Борис, спустившись с верхнего этажа, зевнул преувеличенно и вздохнул, как старый сторож. Его копыта постукивали по паркету — ровно, размеренно; уши двигались на любой шепот. Он отнесся к утру серьезно, как к караулу — обошел периметр, ткнулся мордой в закрытую дверь, фыркнул с осуждением, будто писал рапорт: «такого у нас не было». Никто его не останавливал: сегодня не вмешивались даже в козлиные обязанности.
У мониторов охранник пролистывал записи с камер и проверял отметки времени, словно боялся пропустить лишний кадр. На экране отражался его усталый профиль и бегущие цифры таймкода. В воздухе пахло кофе, сигаретой и влажной шерстью Бориса. В графе отчета за смену — тишина, аккуратная, как ложь, сказанная ровным голосом.
В кабинете, где вчера гремело стекло, теперь было чисто. Новая панель монитора блестела чернотой, будто от полировки стерли даже отражения. На краю стола — еле заметная полоска, где еще пахло сломанным пластиком. Пепельницу сменили, но у пепла есть память: в воздухе держался тонкий выдох — не запах, а намек на запах, как синяк, который уже сошел, но кожа еще помнит, где было больно.
Служебные двери закрывались мягче, чем обычно — словно их учили не хлопать. Ключи в замках поворачивались бесшумно, с масляной вежливостью. Шторы двигались как тренированные актеры: на счет «раз‑два» — и стоп. И все же в этом выверенном порядке жили крошечные сбои: шорох там, где никто не шел; просадка света на долю секунды, как невидимое моргание; слабый щелчок в вентиляции, будто кто‑то снял крышку и поставил обратно.
Кухня гудела приборами, но чайники кипели сдержанно, без привычного веселого свиста. Ложки не звенели в чашках — их об стенки терли аккуратно. На подоконнике кто‑то оставил силуэт ладони в запотевшем стекле — четкий, будто женский, но маленький, скорее след одной из младших девушек, которые накануне протирали окна. Его не заметили, или сделали вид, что не заметили. Солнце коснулось стекла и начало сушить этот призрак, но рисунок держался цепко, как страх, который пережил ночь.

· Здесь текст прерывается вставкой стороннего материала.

PR #1859, opened 2021-12-15
default stress-induced diffusion 

rtimms:
# Description

If no option is provided for "particle mechanics" or "stress-induced diffusion" then the default stress-induced diffusion option is set based on the default particle mechanics option. For example, if the user sets up a model with stress-driven LAM
```python3
model = pybamm.lithium_ion.SPM({"loss of active material": "stress-driven"})
```
then the default particle mechanics option is automatically changed to "swelling only". In <= v21.10 stress-induced diffusion was hardcoded, so was automatically included with particle mechanics. As of v21.11 "stress-induced diffusion" is a separate option, so wasn't included in the above example. After this PR stress-induced diffusion _will_ be included in the above model since the default mechanics option has changed to "swelling only".

In summary the default options for the above model will be:

- <= v21.10: `{"particle mechanics": "swelling only"}` (stress-induced diffusion included since it is hardcoded)
- v21.11:  `{"particle mechanics": "swelling only", "stress-induced diffusion": "false"}`
- After this PR: `{"particle mechanics": "swelling only", "stress-induced diffusion": "true"}` (i.e. same behaviour as in <= v21.10)

Fixes # (issue)

## Type of change

# Key checklist:

## Further checks:

### DIFF
--- a/pybamm/models/full_battery_models/base_battery_model.py
+++ b/pybamm/models/full_battery_models/base_battery_model.py
@@ -243,9 +243,15 @@ class BatteryModelOptions(pybamm.FuzzyDict):
         # provided
 
         # Change the default for stress-induced diffusion based on which particle
-        # mechanics option is provided
+        # mechanics option is provided. If the user doesn't supply a particle mechanics
+        # option set the default stress-induced diffusion option based on the default
+        # particle mechanics option which may change depending on other options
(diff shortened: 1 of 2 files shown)


tinosulzer (approved):
Thanks!

PR #1865, opened 2021-12-17
Issue 1749 lam

### LINKED ISSUE #1749: Option to have LAM both due to SEI and stress
**Summary**
 For now, the LAM in the electrode can either be SEI driven or Particle stress driven. But LAM might be due to both simultaneously.   I would like the option to do that.

 **Motivation**
Looking at the data I have, particle stress LAM doesn't match data at lower C-rates if the parameter was tuned for higher C-rates. This is because LAM at lower C-rates might be dominated by SEI growth. So having both mechanisms simultaneously cause LAM might explain my data correctly.

tinosulzer:
# Description

Fixes #1749 

Use "stress and reaction-driven" for both models together.

## Type of change

# Key checklist:

## Further checks:


pybamm/models/full_battery_models/base_battery_model.py
```diff
@@ -423,6 +428,32 @@ def print_detailed_options(self):
...
+        return BatteryModelDomainOptions(self.items(), 0)
+
+    @property
+    def positive(self):
+        "Returns the options for the positive electrode"
+        # index 1 in a 2-tuple for the positive electrode
+        return BatteryModelDomainOptions(self.items(), 1)
+
+
+class BatteryModelDomainOptions(dict):
```
rtimms, line 444: neat :)

rtimms (approved):
thanks!

TomTranter (approved):
Looks good to me. I ran a script using Ai2020 params and borrowed some SEI and plating ones from Chen2020 to test all the deg models together. Might be worth adding as a notebook to show the effect of turning each one on and off with a few typical values. I can look into adding this in the new year

PR #1874, opened 2021-12-27
Make `PyBaMM` importable in `Linux` systems if `jax` is already installed

Saransh-cpp:
# Description

- Check for the version of `jax` in `have_jax()`
- Give an error in `install_jax()` if `jax` is already available with a different version

Additionally, the cell with `pybamm.print_citations()` gives an error which is described here - https://github.com/pybamm-team/BattBot/issues/47 - and is most probably an error within the `pybtex` library.

Fixes # (issue)

## Type of change

# Key checklist:

## Further checks:

### DIFF
--- a/pybamm/util.py
+++ b/pybamm/util.py
@@ -370,8 +370,7 @@ def install_jax():
     elif importlib.util.find_spec("jax") is not None:
         if not is_jax_compatible():
             raise ValueError(
-                "Jax is already installed",
-                "but the installed version of jax or jaxlib is not supported by PyBaMM",
+                "Jax is already installed but the installed version of jax or jaxlib is not supported by PyBaMM",  # noqa: E501
             )
     else:
         subprocess.check_call(
--- a/pybamm/util.py
+++ b/pybamm/util.py
@@ -21,6 +21,10 @@ import numpy as np
 
 import pybamm
 
+# versions of jax and jaxlib compatible with PyBaMM
+JAX_VERSION = "0.2.12"
+JAXLIB_VERSION = "0.1.70"
+
 
 def root_dir():
     """return the root directory of the PyBaMM install directory"""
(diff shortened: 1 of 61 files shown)


brosaplanella (approved):
Looks good, thanks Saransh! For a more robust fix, would it be possible to check if the `jax` version is the correct one and if not, throw a warning and treat the code as if `jax` wasn't installed?

Saransh-cpp:
> Looks good, thanks Saransh! For a more robust fix, would it be possible to check if the `jax` version is the correct one and if not, throw a warning and treat the code as if `jax` wasn't installed?

I was trying to uninstall the existing version of `jax` while installing `pybamm` through a function but it felt weird editing a user's environment. The warning sounds really good! I'll try adding that instead of editing the notebooks.

pybamm/util.py
```diff
@@ -356,6 +367,11 @@ def install_jax():
 
     if system() == "Windows":
         raise NotImplementedError("Jax is not available on Windows")
+    elif importlib.util.find_spec("jax") is not None:
+        if not is_jax_compatible():
+            raise ValueError(
```
Saransh-cpp, line 372: Codecov shows that this complete function is not included in the coverage, should I add `# pragma: no cover` for this function?

priyanshuone6:
We should create a global variable for jax version, jaxlib version and use it in have_jax, is_jax_compatible

pybamm/util.py
brosaplanella: That sounds good

brosaplanella: Also, this is now an error. Should we make it a warning and proceed without `jax`?

Saransh-cpp: PyBaMM installation (and importing PyBaMM) proceeds without `jax` if the installed `jax` version is not compatible. But this function throws an error if a user tries to install `jax` and has an incompatible `jax` version already installed.

Should it instead uninstall the existing version and install the compatible version?

brosaplanella: Sorry, I misunderstood! That works as it is :)

brosaplanella:
Looks great now, I will wait until tomorrow in case someone else wants to give it a look.

brosaplanella:
@all-contributors please add @Saransh-cpp for maintenance

PR #1878, opened 2021-12-30
Fix sdist workflow

priyanshuone6:
Fail the workflow if build_wheels fails


brosaplanella (approved):
Looks good, thanks Priyanshu!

В длинном коридоре у третьей лестницы висела камера — самая старая, едва заметно хрипающая при повороте. Она остановилась ровно на той точке, где сходилась тень от поручня и свет от ночника, и смотрела туда, как в маленький черный колодец. Внутри колодца ничего не было. Но дом глядел туда — на всякий случай.
Где‑то на втором этаже щелкнул выключатель, и свет не сразу загорелся — будто лампа решала, стоит ли просыпаться. Решила. Полоска белого легла на ковер, и по ней пробежала пылинка — одна, упрямая, как мысль, которую не удается отогнать. Она поднялась, закружилась и растворилась в воздухе. Сразу стало слышно, как тикают часы внизу, в холле; этот звук редко замечали, но сегодня он был слишком громким, как сердце, о котором вспомнили.
Джей прошел по коридору — тенью, тщательно. Не было ни жеста лишнего, ни взгляда вбок. Он остановился у распределительного щита, дотронулся до металлической дверцы костяшкой — проверил звук. Металл ответил ровно, как на построении. Джей кивнул воздуху, будто принял доклад, и пошел дальше.
Николь появилась, как всегда, из ниоткуда. За ней потянулся шлейф — табак, немного корицы, острое что‑то из ее личного арсенала. Она остановилась под лестницей, прислушалась и улыбнулась вполголоса — не морщинками и не губами, а скулами, как делают люди, у которых в тишине живет собственный юмор. Ее каблук тронул ту самую теплую лужайку света — и тут же отступил: пусть лежит. Время любит отметины.
Дверь в сад распахнулась и тут же сомкнулась, будто дом передумал выпускать воздух. Пахнуло влажной землей, сигаретным голодом и еще — тонким, настырным запахом хвои, не к месту, не в сезон. Сквозняк пробежал по коврам и отпустил тяжелую штору, и та легла так аккуратно, словно ее поправила рука, которой здесь не было.
Дом слушал. Дом молчал. Дом запоминал. И в этом молчании было не пусто — было густо, как перед началом представления, где зрители уже заняли места, а занавес еще не пошел вверх.
Шаг — один, осторожный — прозвучал в глубине второго этажа.
Потом второй.
И дом, будто поймав знакомый ритм, затаил дыхание.
Сад встретил ее влажным воздухом. Эли вышла босиком, словно хотела убедиться, что земля под ногами настоящая. Воздух пах травой и вчерашним дождем. Курить было нельзя — да и дурное это занятие, особенно после того, как ее едва не вытащили с того света. Но сейчас в ней все горело, и единственный способ не разорваться — вдохнуть дым.